We removed ‘reminder’ from the text.

- Likewise for lines 403-404, starting with and, in some cases...”. Does this need to be said? I’m open to an argument for its inclusion, I just wonder if it comes across as implying that the researchers did not want a paper published suggesting that the effect was not robust. Unless we explicitly know that this is the case (because they said so) then I think it’s best to leave out passages such as this. There could be any number of reasons why a researcher may not share unpublished results (maybe a grad student made a mistake? Maybe a fire alarm went off in the middle of the experiment - both things that have happened to me!).

We had written that “...in some cases, researchers were unable or reluctant to share such ‘negative’ data for the current paper”. In addition, in the Results section we had pointed out that “Researchers from three different research groups reported to have an (extensive) series of unpublished studies meeting all our inclusion criteria but wished not to share the data for inclusion in the current analyses” (lines 388-390).

None of those researchers explicitly said that they did not want their results to be included in our meta-analysis due to the fact that those studies illustrated that the effect was not robust.
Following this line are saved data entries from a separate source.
PR #449, opened 2021-11-15
implement some best practices

jmazzitelli:
fixes: https://github.com/kiali/kiali/issues/4485

### DIFF
--- a/deploy/kiali/kiali_cr.yaml
+++ b/deploy/kiali/kiali_cr.yaml
@@ -308,6 +308,11 @@ spec:
 #    ---
 #    ingress:
 #
+# Additional labels to add to the Ingress (or Route if OpenShift). These are added to the
+# labels that are created by default; these do not override the default labels.
+#      ---
+#      additional_labels: {}
+#
 # If class_name is a non-empty string, it will be used as the spec.ingressClassName
 # in the created Kubernetes Ingress resource. This setting is ignored if on OpenShift.
 # This is also ignored if override_yaml.spec is defined (i.e. you must define the
@@ -331,6 +336,8 @@ spec:
 # Note that only 'metadata.annotations' and 'spec' is valid and only they will
 # be used to override those same sections in the created resource. You can define
 # either one or both.
+# Note that `metadata.labels` is not allowed - you cannot override the labels; to add
+# labels to the default set of labels, use the "additional_labels" setting.
 # Example:
 #      override_yaml:
 #        metadata:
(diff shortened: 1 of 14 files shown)


jmazzitelli:
the first commit provides the ability to add custom labels to the Ingress/Route.

jmazzitelli:
second commit sets the resource requests. We might also consider setting resource limits, but so far that is not implemented.

jmazzitelli:
third commit sets the resource requests on the server. We might also consider setting resource limits, but so far that is not implemented.

jmazzitelli:
fourth commit adds memory limits to the server pod. We are going to opt not to create memory limits for the operator pod right now

jmazzitelli:
to test - in the Kiali CR set `spec.deployment.ingress.additional_labels.foo=bar` and (if on non-OpenShift/minikube/kind) set `spec.deployment.ingress.enabled=true`. When you install, check that the server pod has the label "foo: bar" and check its container to ensure it has `resources` defaults:
```yaml
resources:
  requests:
    cpu: 10m
    memory: 64Mi
  limits;
    memory: 1Gi
```

deploy/kiali/kiali_cr.yaml
```diff
@@ -331,6 +336,8 @@ spec:
 # Note that only 'metadata.annotations' and 'spec' is valid and only they will
 # be used to override those same sections in the created resource. You can define
 # either one or both.
+# Note that `metadata.labels` is not allowed - you cannot override the labels; to add
+# labels to the default set of labels, use the "additional_labels" setting.
```
nrfox, line 340: Why can't you set `metadata.labels` if you want to override the defaults completely?

jmazzitelli: We do not want users to override the defaults completely (which is why we have it separate like this). We still want our own labels still on the resource (things like "app: kiali") - we want these labels so they identify the resources Kiali creates. All our created resources have the same labels on them.

nrfox:
> second commit sets the resource requests on the operator. We might also consider setting resource limits, but so far that is not implemented.

This might just be my specific setup and how I am testing but I don't see the resource requirements on my operator pod:
```
metadata:                                                                                                                                                                                                          
  ...
  name: kiali-operator-7c56857485-mp8cr                                                                                                                                                                            
  namespace: kiali-operator                                                                                                                                                                                        
spec:                                                                                                                                                                                                              
  affinity: {}                                                                                                                                                                                                     
  containers:                                                                                                                                                                                                      
  - args:                                                                                                                                                                                                          
    - --zap-log-level=info                                                                                                                                                                                         
    - --leader-election-id=kiali-operator                                                                                                                                                                                                                                                                                                                                               
    resources: {}                                                                                                                                                                                                  
    ...
```

jmazzitelli:
> This might just be my specific setup and how I am testing but I don't see the resource requirements on my operator pod:

How did you install? You need the helm chart PR, too (because our makefile infrastructure uses the helm chart to install the operator): https://github.com/kiali/helm-charts/pull/118

nrfox:
> 

Bingo! That was it. Seeing the resource requirements on the operator pod now too.

nrfox (approved):
Tested on Kube 1.22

Below, we would like to elaborate on the communication that we had with those researchers that led us to include the sentences above in the manuscript. We hope that you agree that there are sufficient arguments for including this in the manuscript, but if not, please let us know.

The arguments were based on confidential conversations with the researchers involved and were removed from the published version of the rebuttal letter because the authors wished to keep this information private.
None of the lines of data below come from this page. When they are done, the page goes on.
PR #451, opened 2021-11-16
fix 1.36 playbook to only hide kube- namespaces (not kube*)

jmazzitelli:
part of https://github.com/kiali/kiali/issues/4162


jshaughn (approved):
Approving change to master to be inline with the backport to v1.36 branch.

-I think I mentioned this on the review of the first stage registered report, but I again have the concern that should we take any behavioural effect and ask people for their unpublished data, we are going to find evidence of publication bias and a less than robust effect that what appears from published data. Data that remains unpublished is, by its nature, more likely to be non-significant. I remember that the authors provided some rebuttal to this point, but I would still like some kind of acknowledgement in the discussion that future studies might reveal a similar lack of robustness for other behavioural effects should a similar process to that undertaken here be applied to it. Off the top of my head, I know I had a hard time getting overexpectation to work, and it seems a highly parameter-specific effect from my experience, so I wonder if it is also a not-very-robust effect that has benefitted from publication bias (although the authors need not be that specific - please just include a sentence somewhere in the discussion mentioning the possibility of reactivation-dependent amnesia for contextual fear memories not being the only possible effect suffering from such bias).
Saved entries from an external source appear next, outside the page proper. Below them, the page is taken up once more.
PR #452, opened 2021-11-17
Add rank to default find queries

nrfox:


roles/default/kiali-deploy/defaults/main.yml
```diff
@@ -242,6 +242,8 @@ kiali_defaults:
           expression:  "! healthy"
         - description: "Find: unknown nodes"
           expression:  "name = unknown"
+        - description: "Find: nodes with the 2 highest ranks"
```
jmazzitelli, line 245: I still say this wording is going to create confusion among users. So I reserve my right to say "I told you so" in a few months when people start to ask "should I use < or > when testing rank?" :-p

nrfox: Fair enough, it is a little awkward to do `rank <= 2` to find the nodes with the top 2 ranks but what would be the alternative?

If ranking worked the opposite direction where higher ranks were a larger number you'd need to know the upper bound in order to find the "top ranking" nodes e.g. `rank > 99`.

jmazzitelli: I don't know a solution, I just know "rank <= 2" looks confusing to me :) And I don't know why - because it is true when you see top 10 lists people say things like.. "And the number 1 song this week is <drum roll>... !!!" So there is experience here where the highest rank == 1. This is why I am not requiring any changes here.

I don't know a good substitute - "priority"... "preference".... "precedence" ... "degree" ...."distinction"... "primacy"... "stratum" I'm just looking at a thesaurus :)

jshaughn: There is no good substitute.  A Rank of 1 is in general considered the best, or highest rank.  Feel free to say, "I told you so" :-) 

Having said that, one last shot at it:  "Find: nodes with the top 2 rankings".

jmazzitelli (approved):

nrfox:
@mattmahoneyrh brought up a good point while testing: https://github.com/kiali/kiali/pull/4504... @jmazzitelli why does the operator need these defaults at all when the server is defaulting these to the same values: https://github.com/kiali/kiali-operator/pull/452/files#diff-2ffd20932f9d933d8679373e95a0c458ade4fadb7a3e363a997b9ae9007b0dcdR238-R253? Can we just remove those from the `defaults/main.yml` and let the server apply its defaults so we don't need to maintain them in two different places?

jmazzitelli:
> why does the operator need these defaults at all

The convention has been to explicitly set the default values for everything in the operator defaults (except for those very few settings that truly need to default as "nil" - there are maybe 3 or 4 of these). This has always been the case for almost as long as the operator has been around. The main driver for that is if the operator needs to access those values (for whatever reason) the values are always set (thus avoiding the operator developer from having to code "is defined" checks everywhere - Ansible is not very tolerant of undefined values, and why our convention exists.)

Now, for these specific values in this PR, it is true the operator probably never needs to access them. So it probably doesn't need them in default/main.yml. But, if we stop doing this (always putting defaults in the operator) then NOW we truly will have to look at two different sources to find out what the defaults are (operator default/main.yaml and now the server Go code). Today, you just have to go to the operator default/main.yml for that source of truth. The defaults in the Go code were really only there (at least this was true in the beginning) for unit tests (when we run the unit tests, those defaults in the Go code were the ones that take effect).

Personally, I would prefer to keep it the way things are - otherwise, it will now get confusing when trying to track down where a value comes from ("what is the default for this value? Lemme look in the operator - oh, it isn't there. Well, let me see if the server Go code has the default set."). And, again, if for whatever reason the operator WILL need to look at these values, it should have them defined anyway. This convention just always puts them in there so we know they are always there if we ever need them.

nrfox:
> The main driver for that is if the operator needs to access those values (for whatever reason) the values are always set (thus avoiding the operator developer from having to code "is defined" checks everywhere - Ansible is not very tolerant of undefined values, and why our convention exists.)

That makes sense and seems fine to set the defaults in the operator if it makes life easier for the operator specifically to know that there's a value set there.

> The defaults in the Go code were really only there (at least this was true in the beginning) for unit tests (when we run the unit tests, those defaults in the Go code were the ones that take effect).

Another benefit is having the same defaults set for non-operator deployments like through helm right?

> Personally, I would prefer to keep it the way things are 

That's fine with me. Thanks for the context.

jmazzitelli:
> Another benefit is having the same defaults set for non-operator deployments like through helm right?

That's true -- not all of the settings are defined by helm values (though a lot are, see: https://github.com/kiali/helm-charts/blob/master/kiali-server/values.yaml#L17)

PR #453, opened 2021-11-18
Adding root namespace to accessible namespaces

leandroberetta:


jmazzitelli:
see my review of the code and why i think this will work, as commented in these two comments:
* https://github.com/kiali/kiali/pull/4470#issuecomment-971671805
* https://github.com/kiali/kiali/pull/4470#issuecomment-971680519

leandroberetta:
@jmazzitelli yes, I tried this solution and works fine. The root_namespace defaults to istio_namespace in case of not being configured by the user.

We added the following paragraph to the manuscript (lines 474-481):

"It is good to note that publication bias is probably by no means unique to the reconsolidation field; it is likely to hinder accurate estimation of effect sizes for many other (behavioral) phenomena as well. In this paper, we focused on a delineated part of the reconsolidation literature to systematically investigate publication bias, allowing us to illustrate the existence and pervasiveness of publication bias in this particular research domain. The obtained results provide us with a clearer view on the potential translational value of reactivation-dependent amnesia for fear memories. We strongly believe that other research areas may also benefit from systematic investigations that (dis)confirm (1) the existence of publication bias and, if applicable, (2) shed light on its extent.”